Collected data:
[Start of section]

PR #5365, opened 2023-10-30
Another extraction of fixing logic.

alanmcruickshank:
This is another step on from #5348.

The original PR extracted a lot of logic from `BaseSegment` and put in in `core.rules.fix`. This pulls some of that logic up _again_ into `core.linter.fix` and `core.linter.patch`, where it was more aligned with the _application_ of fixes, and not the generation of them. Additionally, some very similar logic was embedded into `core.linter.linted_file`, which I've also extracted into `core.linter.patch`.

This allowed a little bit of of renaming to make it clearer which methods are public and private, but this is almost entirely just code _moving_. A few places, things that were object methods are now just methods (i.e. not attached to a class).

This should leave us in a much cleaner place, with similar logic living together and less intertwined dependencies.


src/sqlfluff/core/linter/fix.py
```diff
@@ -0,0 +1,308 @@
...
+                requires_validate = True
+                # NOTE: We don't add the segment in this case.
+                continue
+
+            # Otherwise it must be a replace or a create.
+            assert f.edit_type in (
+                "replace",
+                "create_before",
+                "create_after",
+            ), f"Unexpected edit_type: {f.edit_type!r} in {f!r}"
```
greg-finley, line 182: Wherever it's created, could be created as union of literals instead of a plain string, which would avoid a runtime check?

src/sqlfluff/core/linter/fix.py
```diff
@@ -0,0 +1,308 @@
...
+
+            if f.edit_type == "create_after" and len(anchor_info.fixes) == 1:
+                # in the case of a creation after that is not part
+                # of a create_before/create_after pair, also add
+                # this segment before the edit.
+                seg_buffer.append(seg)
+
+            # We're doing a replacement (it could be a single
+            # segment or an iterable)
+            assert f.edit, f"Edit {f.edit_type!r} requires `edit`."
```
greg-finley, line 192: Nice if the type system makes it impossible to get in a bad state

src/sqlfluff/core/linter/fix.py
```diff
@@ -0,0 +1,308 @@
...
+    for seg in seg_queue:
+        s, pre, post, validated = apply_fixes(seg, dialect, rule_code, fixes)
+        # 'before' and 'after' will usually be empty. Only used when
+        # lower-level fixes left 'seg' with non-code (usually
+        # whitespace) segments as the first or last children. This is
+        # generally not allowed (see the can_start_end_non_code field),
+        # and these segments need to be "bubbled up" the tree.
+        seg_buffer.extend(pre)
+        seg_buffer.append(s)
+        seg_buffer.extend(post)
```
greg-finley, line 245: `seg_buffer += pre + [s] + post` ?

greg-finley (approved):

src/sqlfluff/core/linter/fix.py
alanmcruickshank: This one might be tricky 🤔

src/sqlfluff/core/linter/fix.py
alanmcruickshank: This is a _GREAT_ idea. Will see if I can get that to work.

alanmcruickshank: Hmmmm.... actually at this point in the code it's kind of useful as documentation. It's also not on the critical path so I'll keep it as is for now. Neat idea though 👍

[End of section]
[Start of section]

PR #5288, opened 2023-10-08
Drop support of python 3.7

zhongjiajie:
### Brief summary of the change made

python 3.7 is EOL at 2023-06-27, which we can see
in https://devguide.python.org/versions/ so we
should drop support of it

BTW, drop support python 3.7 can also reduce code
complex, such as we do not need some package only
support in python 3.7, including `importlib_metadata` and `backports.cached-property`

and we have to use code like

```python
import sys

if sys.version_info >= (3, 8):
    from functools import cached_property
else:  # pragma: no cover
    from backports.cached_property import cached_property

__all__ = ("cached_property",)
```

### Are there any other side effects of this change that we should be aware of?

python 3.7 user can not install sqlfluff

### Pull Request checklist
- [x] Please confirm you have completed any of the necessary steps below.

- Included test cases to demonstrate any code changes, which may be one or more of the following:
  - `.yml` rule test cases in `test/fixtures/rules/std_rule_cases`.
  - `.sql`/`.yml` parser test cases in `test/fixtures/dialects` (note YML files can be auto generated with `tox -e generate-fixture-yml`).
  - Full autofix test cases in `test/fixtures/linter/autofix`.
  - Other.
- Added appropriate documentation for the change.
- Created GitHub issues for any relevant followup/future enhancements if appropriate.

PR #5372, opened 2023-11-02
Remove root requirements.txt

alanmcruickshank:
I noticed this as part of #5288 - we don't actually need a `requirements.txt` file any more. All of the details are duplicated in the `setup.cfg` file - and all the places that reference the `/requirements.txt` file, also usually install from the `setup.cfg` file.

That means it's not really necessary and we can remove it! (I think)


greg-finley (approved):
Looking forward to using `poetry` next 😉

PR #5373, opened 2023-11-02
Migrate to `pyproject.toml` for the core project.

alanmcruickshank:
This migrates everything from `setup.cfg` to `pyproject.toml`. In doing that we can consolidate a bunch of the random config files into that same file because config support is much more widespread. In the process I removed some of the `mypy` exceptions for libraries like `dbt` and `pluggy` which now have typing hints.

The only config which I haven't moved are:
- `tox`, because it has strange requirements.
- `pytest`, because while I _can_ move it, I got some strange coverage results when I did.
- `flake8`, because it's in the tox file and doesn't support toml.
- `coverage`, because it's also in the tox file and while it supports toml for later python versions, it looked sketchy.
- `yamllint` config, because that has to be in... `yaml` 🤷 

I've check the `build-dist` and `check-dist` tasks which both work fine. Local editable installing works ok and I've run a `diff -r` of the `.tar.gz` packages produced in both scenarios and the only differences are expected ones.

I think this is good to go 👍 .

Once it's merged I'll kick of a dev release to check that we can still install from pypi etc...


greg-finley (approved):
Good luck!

[End of section]
[Start of section]

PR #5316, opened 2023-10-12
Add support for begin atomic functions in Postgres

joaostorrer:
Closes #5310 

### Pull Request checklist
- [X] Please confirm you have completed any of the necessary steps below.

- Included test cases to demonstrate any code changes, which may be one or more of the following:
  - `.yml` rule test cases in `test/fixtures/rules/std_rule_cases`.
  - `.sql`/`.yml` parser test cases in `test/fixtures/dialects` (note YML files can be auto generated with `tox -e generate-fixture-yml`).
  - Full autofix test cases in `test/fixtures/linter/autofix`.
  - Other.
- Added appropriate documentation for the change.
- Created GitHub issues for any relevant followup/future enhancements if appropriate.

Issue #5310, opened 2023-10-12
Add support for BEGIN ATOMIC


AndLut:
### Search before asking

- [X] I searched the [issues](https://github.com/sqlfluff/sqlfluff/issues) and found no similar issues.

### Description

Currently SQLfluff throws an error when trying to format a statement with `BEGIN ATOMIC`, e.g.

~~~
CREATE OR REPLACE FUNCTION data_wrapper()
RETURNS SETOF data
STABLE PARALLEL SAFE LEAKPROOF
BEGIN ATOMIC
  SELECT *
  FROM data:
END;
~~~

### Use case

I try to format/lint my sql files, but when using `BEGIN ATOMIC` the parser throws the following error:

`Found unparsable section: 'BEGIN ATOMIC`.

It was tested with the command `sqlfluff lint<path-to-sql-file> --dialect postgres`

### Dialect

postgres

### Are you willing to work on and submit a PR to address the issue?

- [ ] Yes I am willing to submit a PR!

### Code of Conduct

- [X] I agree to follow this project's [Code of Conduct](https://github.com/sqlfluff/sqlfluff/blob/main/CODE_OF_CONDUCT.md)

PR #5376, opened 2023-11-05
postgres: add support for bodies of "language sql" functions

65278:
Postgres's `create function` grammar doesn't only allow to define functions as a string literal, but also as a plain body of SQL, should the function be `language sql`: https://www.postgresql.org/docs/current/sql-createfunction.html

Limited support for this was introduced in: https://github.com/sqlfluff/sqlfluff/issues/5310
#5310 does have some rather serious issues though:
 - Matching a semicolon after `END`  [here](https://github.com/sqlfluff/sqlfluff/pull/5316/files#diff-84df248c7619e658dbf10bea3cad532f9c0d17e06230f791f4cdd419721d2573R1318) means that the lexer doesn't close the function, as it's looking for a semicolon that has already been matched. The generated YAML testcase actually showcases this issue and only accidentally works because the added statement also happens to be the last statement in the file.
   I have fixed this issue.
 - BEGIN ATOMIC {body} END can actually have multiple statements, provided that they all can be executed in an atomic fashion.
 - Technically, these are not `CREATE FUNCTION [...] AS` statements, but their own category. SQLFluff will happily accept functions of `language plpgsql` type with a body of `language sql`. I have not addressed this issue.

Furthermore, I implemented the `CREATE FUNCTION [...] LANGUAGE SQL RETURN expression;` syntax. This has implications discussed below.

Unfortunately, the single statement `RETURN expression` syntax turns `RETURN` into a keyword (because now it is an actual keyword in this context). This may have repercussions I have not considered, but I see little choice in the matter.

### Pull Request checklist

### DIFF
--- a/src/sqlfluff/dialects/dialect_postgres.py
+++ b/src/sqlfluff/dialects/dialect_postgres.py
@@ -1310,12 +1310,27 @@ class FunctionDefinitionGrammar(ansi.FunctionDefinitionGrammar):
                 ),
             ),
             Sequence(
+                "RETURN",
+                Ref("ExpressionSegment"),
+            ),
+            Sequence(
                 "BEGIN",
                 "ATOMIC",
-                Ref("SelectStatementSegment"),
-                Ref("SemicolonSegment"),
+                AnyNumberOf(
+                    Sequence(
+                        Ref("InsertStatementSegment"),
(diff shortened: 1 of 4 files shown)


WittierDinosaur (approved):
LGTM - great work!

[End of section]

# Task directions
Of the entries above, transcribe exactly those lines that fall between the line containing "PR #5365, opened 2023-10-30" and the line containing "This allowed a", together with those two lines.

# Expected answer
PR #5365, opened 2023-10-30
Another extraction of fixing logic.

alanmcruickshank:
This is another step on from #5348.

The original PR extracted a lot of logic from `BaseSegment` and put in in `core.rules.fix`. This pulls some of that logic up _again_ into `core.linter.fix` and `core.linter.patch`, where it was more aligned with the _application_ of fixes, and not the generation of them. Additionally, some very similar logic was embedded into `core.linter.linted_file`, which I've also extracted into `core.linter.patch`.

This allowed a little bit of of renaming to make it clearer which methods are public and private, but this is almost entirely just code _moving_. A few places, things that were object methods are now just methods (i.e. not attached to a class).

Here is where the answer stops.